On Thu, 3 Mar 2022 at 20:28, Aaron Meurer <[email protected]> wrote:
> On Thu, Mar 3, 2022 at 8:28 AM Chris Smith <[email protected]> wrote:
> >
> > Although the dict=True or set=True will give a standard output, can we at 
> > least unify the case for when variables are given so we always get a list 
> > of one or more dictionaries? So the above would be `[{x: -sqrt(y)}, {x: 
> > sqrt(y)}]` and `[{x: y}]`, respectively. This would then make `solve` 
> > always give a list of a) values for a univariate expression, b) a list of 
> > one or more dictionaries for every other case.  (Case (a) will give a list 
> > of dictionaries if `dict=True`.)
>
> Changing the output type could break code that solves a specific
> equation. I am doubtful whether any users actually understand the
> output type behavior of solve without the dict=True flag.
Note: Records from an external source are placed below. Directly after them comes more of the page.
PR #3599, opened 2023-06-29
[backend/frontend] Export investigation in JSON as STIX report (#1374)

### LINKED ISSUE #1374: Export investigation in JSON or CSV format
Please replace every line in curly brackets { like this } with appropriate answers, and remove this line.

## Problem to Solve

It would be useful to be able to export investigations made from the investigation panel into JSON (and maybe CSV), in order to be able to share it with others. 

The envisioned workflow is the following : 
1/ several reports are integrated to OpenCTI
2/ An analyst investigate the knowledge from the investigation tab
3/ Based on the result of the investigation, the analyst write a short analysis/commentary, and join the JSON of his/her OpenCTi investigation in order to share it with partners, constituents, clients etc.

So
> personally I think we should clean it up. We already recommend using
> dict=True to get consistent output types, and this would only affect
> users who aren't doing that.

It would be much better if solve always worked like that but obviously
that's not a backwards compatible change and I'm not sure what would
break. I don't think that the type of the output should depend on the
number of solutions although it could depend on the type of the
arguments (e.g a single equation vs a list of equations). At the
moment the type of the output can depend on the equations themselves
which is wildly awkward:

In [3]: solve([x-1], [x])
Out[3]: {x: 1}

In [4]: solve([x**2-1], [x])
Out[4]: [(-1,), (1,)]

The ideal output for solve is absolutely a list of dicts though and it
would be good to make that the default at least when given a list of
equations. I guarantee that a lot of notebooks or other little bits of
code will depend on each of these random special cases though.